Task goal:
Please give the count of lines below with the string "know" in them, and no other words.

Entries provided:

PR #636, opened 2021-09-27
Added hitmap wrapper

GraceAHall:
HiT-MaP is a tool for analysis of high-resolution MALDI imaging samples. 

To pass the single test in the wrapper, a node with 64Gb mem is required. 
Attempts have been made to reduce this using an even smaller dataset, but it seems to have little impact on memory usage.

### DIFF
--- a/tools/hitmap/hitmap.xml
+++ b/tools/hitmap/hitmap.xml
@@ -1,0 +1,297 @@
+
+<tool id="hitmap" name="HiT-MaP" version="@TOOL_VERSION@+galaxy@VERSION_SUFFIX@" license="MIT">
+    <description>High-resolution Maldi-imaging Proteomics Analysis</description>
+
+    <macros>
+        <import>macros.xml</import>
+    </macros>
+
+    <edam_topics>
+        <edam_topic>topic_0121</edam_topic>
+    </edam_topics>
+
+    <edam_operations>
+        <edam_operation>operation_3630</edam_operation>
+    </edam_operations>
+
+    <requirements>
+        <container type="docker">mashuoa/hitmap@sha256:97f2f853362b56be6c2b0fb1507e0288667e7fb6ad0eda3ff1d761dd72dfaad0</container>   
+    </requirements>
+
+    <command detect_errors="exit_code"><![CDATA[
+        mkdir expdata &&
+        cp '${file_inputs.imzml_file}' expdata/sample.imzML &&
+        cp '${file_inputs.ibd_file}' expdata/sample.ibd &&
+        cp '${file_inputs.fasta_db}' expdata/database.fasta &&
+        Rscript '${hitmap_script}' &&
+        python3 $__tool_directory__/hitmap_gen_html.py expdata &&
+        zip -r hitmap_output.zip expdata
+    ]]></command>
+
+    <configfiles>   
+        <expand macro="hitmap_config_script" />
+    </configfiles>
+
+    <inputs>
+        <section name="file_inputs" title="File Inputs" expanded="True">
+            <param  name="imzml_file" 
+                    type="data" 
+                    format="mzml" 
+                    label="MALDI-imaging imzML file" 
+                    help="Input *.imzML file. Must have same basename as counterpart *.ibd. " />
+    
+            <param  name="ibd_file" 
+                    type="data" 
+                    format="binary" 
+                    label="MALDI-imaging binary ibd file" 
+                    help="Input *.ibd file. Must have same basename as *.imzML. " />
+    
+            <param  name="fasta_db"
+                    type="data"
+                    format="fasta"
+                    label="Proteome"
+                    help="Proteome of organism in fasta format. The proteome for a particular organism can be downloaded from https://www.uniprot.org/proteomes/. file must be fasta format. "/>
+        </section>
+
+        
+        <section name="peptide_identification" title="Peptide Identification" expanded="True">
+            <param  name="digestion_site" 
+                    type="select" 
+                    label="Digestion site" 
+                    help="Digestion enzyme used in sample preparation">
+                        <option value="arg-c proteinase">arg-c proteinase</option>
+                        <option value="asp-n endopeptidase">asp-n endopeptidase</option>
+                        <option value="bnps-skatole">bnps-skatole</option>
+                        <option value="caspase1">caspase1</option>
+                        <option value="caspase2">caspase2</option>
+                        <option value="caspase3">caspase3</option>
+                        <option value="caspase4">caspase4</option>
+                        <option value="caspase5">caspase5</option>
+                        <option value="caspase6">caspase6</option>
+                        <option value="caspase7">caspase7</option>
+                        <option value="caspase8">caspase8</option>
+                        <option value="caspase9">caspase9</option>
+                        <option value="caspase10">caspase10</option>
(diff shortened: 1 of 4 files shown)


bgruening:
@GraceAHall thanks a lot!

Do you know already this project: https://github.com/galaxyproject/galaxy-language-server

This might help you a bit with formatting. Given an input section, it can bootstrap you a test section and a command section. It will show you nice hits and has auto-completion of parameters etc. Moreover, it has common snippets for conditionals, integers ...

tools/hitmap/hitmap.xml
```diff
@@ -0,0 +1,297 @@
...
+        <edam_operation>operation_3630</edam_operation>
+    </edam_operations>
+
+    <requirements>
+        <container type="docker">mashuoa/hitmap@sha256:97f2f853362b56be6c2b0fb1507e0288667e7fb6ad0eda3ff1d761dd72dfaad0</container>   
+    </requirements>
+
+    <command detect_errors="exit_code"><![CDATA[
+        mkdir expdata &&
+        cp '${file_inputs.imzml_file}' expdata/sample.imzML &&
```
bgruening, line 23: is `ln` enough?

tools/hitmap/hitmap.xml
```diff
@@ -0,0 +1,297 @@
+
+<tool id="hitmap" name="HiT-MaP" version="@TOOL_VERSION@+galaxy@VERSION_SUFFIX@" license="MIT">
```
bgruening, line 2: the license refers, I think, to code that you ship with this tool not the license of the tool

Can you please also include a profile="20.05"

tools/hitmap/hitmap.xml
```diff
@@ -0,0 +1,297 @@
...
+    <description>High-resolution Maldi-imaging Proteomics Analysis</description>
+
+    <macros>
+        <import>macros.xml</import>
+    </macros>
+
+    <edam_topics>
```
bgruening, line 9: if you like please include a bio.tools identifier. The edam ontology is not strictly needed anymore, we will get those with the bio.tools IDs. See the xref tag.

tools/hitmap/hitmap.xml
```diff
@@ -0,0 +1,297 @@
...
+        <container type="docker">mashuoa/hitmap@sha256:97f2f853362b56be6c2b0fb1507e0288667e7fb6ad0eda3ff1d761dd72dfaad0</container>   
+    </requirements>
+
+    <command detect_errors="exit_code"><![CDATA[
+        mkdir expdata &&
+        cp '${file_inputs.imzml_file}' expdata/sample.imzML &&
+        cp '${file_inputs.ibd_file}' expdata/sample.ibd &&
+        cp '${file_inputs.fasta_db}' expdata/database.fasta &&
+        Rscript '${hitmap_script}' &&
+        python3 $__tool_directory__/hitmap_gen_html.py expdata &&
```
bgruening, line 27: single quote for the path

tools/hitmap/hitmap.xml
```diff
@@ -0,0 +1,297 @@
...
+        zip -r hitmap_output.zip expdata
+    ]]></command>
+
+    <configfiles>   
+        <expand macro="hitmap_config_script" />
+    </configfiles>
+
+    <inputs>
+        <section name="file_inputs" title="File Inputs" expanded="True">
+            <param  name="imzml_file"
```
bgruening, line 37: The Galaxy datatype imzml is a composite datatype, which means it contains 2 files. You can see how this can be used with the Cardinal tools.

https://github.com/galaxyproteomics/tools-galaxyp/blob/master/tools/cardinal/macros.xml#L18

bgruening (commented):
The test data is too big, unfortunately. We try to be below 1MB. Can you maybe use the ibd/imzml files from the Cardinal tools?

tools/hitmap/hitmap.xml
GraceAHall: Unfortunatenly not. Hitmap needs the file extension to be intact, but all galaxy data has extension '.dat'

tools/hitmap/hitmap.xml
GraceAHall: do you mean $__tool_directory__/hitmap_gen_html.py -> '$__tool_directory__/hitmap_gen_html.py'?

tools/hitmap/hitmap.xml
GraceAHall: I see.  I originally tried to do it that way, but couldn't work out how to upload two files (.imzml + .ibd) together as a composite type in the galaxy uploader. 

I just went with the approach that the users upload the imzml and ibd as seperate files into their history, then select those when performing the run. 

What do you think about that approach? 

Also thank you again so much for looking over these submissions and helping me out. I really appreciate it!

tools/hitmap/hitmap.xml
GraceAHall: HiT-MaP doesn't have a listing in bio.tools. Should I leave this as edam topics?

tools/hitmap/hitmap.xml
bgruening: yes :) the reason is that you might have "spaces" in your tool_directory path .. in this case the tool breaks.

tools/hitmap/hitmap.xml
bgruening: > What do you think about that approach?

I think its can result in more errors from the user side, picking the wrong combination of files etc.
Do you know why this did not work for you? Can you try this on EU. I think its working on EU.

grafik

tools/hitmap/hitmap.xml
bgruening: In this case, leave it! We could also add it to https://github.com/bio-tools/content, but this repo is not yet in production.

tools/hitmap/hitmap.xml
bgruening: But instead of using `cp` you can do `ln -l '${file_inputs.imzml_file}' expdata/sample.imzML`

That saves a copy operation. And works in 95% of all cases. In some cases, the tool does not follow symlinks ... I hope this is not the case here.

tools/hitmap/hitmap.xml
GraceAHall: haha oh yeah that's a great point. Can happen! 
Added to the next commit :)

tools/hitmap/hitmap.xml
GraceAHall: Ohhhh I see! 
Yes this is working fine, I just wasn't aware of that option. Very neat! 
Added to the next commit

tools/hitmap/hitmap.xml
GraceAHall: Mmm gave this a shot, but since it's a container, it was having difficulty creating the link. 

I think this is an improvement which could appear in a later version of the wrapper. 

HiTMaP has been very temperamental and hard to get working, so I'd rather just keep as is rather that spending time on this optimization.

bgruening:
Hi @GraceAHall! Do we want to work on this one in 2 week? There is a new version on dockerhub: `968278fe1272192cff0f598df5981fd7301d8a4d394370765033409eb3a5053e`

bgruening:
@GraceAHall I guess we forgot this. Do we still want to do it?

Answer box:
2